**ASSIGNED TASK**
Every entry needs to be reproduced exactly.

(Items listed in a dataset)
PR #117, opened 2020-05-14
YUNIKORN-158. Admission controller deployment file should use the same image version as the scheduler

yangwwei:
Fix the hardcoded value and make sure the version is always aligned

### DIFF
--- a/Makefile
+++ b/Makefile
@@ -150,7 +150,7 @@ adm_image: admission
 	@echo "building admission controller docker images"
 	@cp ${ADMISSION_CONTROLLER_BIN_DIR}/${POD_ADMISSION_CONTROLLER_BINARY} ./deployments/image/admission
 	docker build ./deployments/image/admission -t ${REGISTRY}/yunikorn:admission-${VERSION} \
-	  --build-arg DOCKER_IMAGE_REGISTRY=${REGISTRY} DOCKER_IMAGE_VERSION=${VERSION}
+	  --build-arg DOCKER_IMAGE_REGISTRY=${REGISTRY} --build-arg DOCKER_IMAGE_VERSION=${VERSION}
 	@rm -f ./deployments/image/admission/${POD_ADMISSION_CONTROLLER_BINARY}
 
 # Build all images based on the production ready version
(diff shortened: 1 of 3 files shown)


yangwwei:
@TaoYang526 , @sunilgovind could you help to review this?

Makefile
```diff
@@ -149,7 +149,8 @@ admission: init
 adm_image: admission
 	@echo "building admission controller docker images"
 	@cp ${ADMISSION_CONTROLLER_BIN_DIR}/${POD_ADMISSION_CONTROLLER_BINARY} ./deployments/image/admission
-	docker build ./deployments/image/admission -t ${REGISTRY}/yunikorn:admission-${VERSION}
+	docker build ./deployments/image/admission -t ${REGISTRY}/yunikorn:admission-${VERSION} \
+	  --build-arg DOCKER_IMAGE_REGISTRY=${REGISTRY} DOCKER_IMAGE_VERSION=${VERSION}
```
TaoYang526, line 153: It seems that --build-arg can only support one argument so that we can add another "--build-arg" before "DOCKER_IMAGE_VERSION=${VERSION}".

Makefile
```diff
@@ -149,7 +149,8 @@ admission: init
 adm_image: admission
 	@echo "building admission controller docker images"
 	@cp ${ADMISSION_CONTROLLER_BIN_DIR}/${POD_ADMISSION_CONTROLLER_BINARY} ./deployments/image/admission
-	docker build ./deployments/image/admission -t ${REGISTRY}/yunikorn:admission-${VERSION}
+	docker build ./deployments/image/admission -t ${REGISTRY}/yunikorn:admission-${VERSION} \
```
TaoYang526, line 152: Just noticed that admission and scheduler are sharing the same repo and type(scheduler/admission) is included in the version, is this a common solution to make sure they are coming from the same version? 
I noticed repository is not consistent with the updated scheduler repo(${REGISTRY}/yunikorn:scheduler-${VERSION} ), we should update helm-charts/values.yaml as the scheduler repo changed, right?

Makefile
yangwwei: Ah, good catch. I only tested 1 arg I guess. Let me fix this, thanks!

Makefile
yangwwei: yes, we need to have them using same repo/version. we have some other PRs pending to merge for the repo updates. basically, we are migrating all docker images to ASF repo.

**EXERCISE ANSWER**
PR #117, opened 2020-05-14
YUNIKORN-158. Admission controller deployment file should use the same image version as the scheduler

yangwwei:
Fix the hardcoded value and make sure the version is always aligned

### DIFF
--- a/Makefile
+++ b/Makefile
@@ -150,7 +150,7 @@ adm_image: admission
 	@echo "building admission controller docker images"
 	@cp ${ADMISSION_CONTROLLER_BIN_DIR}/${POD_ADMISSION_CONTROLLER_BINARY} ./deployments/image/admission
 	docker build ./deployments/image/admission -t ${REGISTRY}/yunikorn:admission-${VERSION} \
-	  --build-arg DOCKER_IMAGE_REGISTRY=${REGISTRY} DOCKER_IMAGE_VERSION=${VERSION}
+	  --build-arg DOCKER_IMAGE_REGISTRY=${REGISTRY} --build-arg DOCKER_IMAGE_VERSION=${VERSION}
 	@rm -f ./deployments/image/admission/${POD_ADMISSION_CONTROLLER_BINARY}
 
 # Build all images based on the production ready version
(diff shortened: 1 of 3 files shown)


yangwwei:
@TaoYang526 , @sunilgovind could you help to review this?

Makefile
```diff
@@ -149,7 +149,8 @@ admission: init
 adm_image: admission
 	@echo "building admission controller docker images"
 	@cp ${ADMISSION_CONTROLLER_BIN_DIR}/${POD_ADMISSION_CONTROLLER_BINARY} ./deployments/image/admission
-	docker build ./deployments/image/admission -t ${REGISTRY}/yunikorn:admission-${VERSION}
+	docker build ./deployments/image/admission -t ${REGISTRY}/yunikorn:admission-${VERSION} \
+	  --build-arg DOCKER_IMAGE_REGISTRY=${REGISTRY} DOCKER_IMAGE_VERSION=${VERSION}
```
TaoYang526, line 153: It seems that --build-arg can only support one argument so that we can add another "--build-arg" before "DOCKER_IMAGE_VERSION=${VERSION}".

Makefile
```diff
@@ -149,7 +149,8 @@ admission: init
 adm_image: admission
 	@echo "building admission controller docker images"
 	@cp ${ADMISSION_CONTROLLER_BIN_DIR}/${POD_ADMISSION_CONTROLLER_BINARY} ./deployments/image/admission
-	docker build ./deployments/image/admission -t ${REGISTRY}/yunikorn:admission-${VERSION}
+	docker build ./deployments/image/admission -t ${REGISTRY}/yunikorn:admission-${VERSION} \
```
TaoYang526, line 152: Just noticed that admission and scheduler are sharing the same repo and type(scheduler/admission) is included in the version, is this a common solution to make sure they are coming from the same version? 
I noticed repository is not consistent with the updated scheduler repo(${REGISTRY}/yunikorn:scheduler-${VERSION} ), we should update helm-charts/values.yaml as the scheduler repo changed, right?

Makefile
yangwwei: Ah, good catch. I only tested 1 arg I guess. Let me fix this, thanks!

Makefile
yangwwei: yes, we need to have them using same repo/version. we have some other PRs pending to merge for the repo updates. basically, we are migrating all docker images to ASF repo.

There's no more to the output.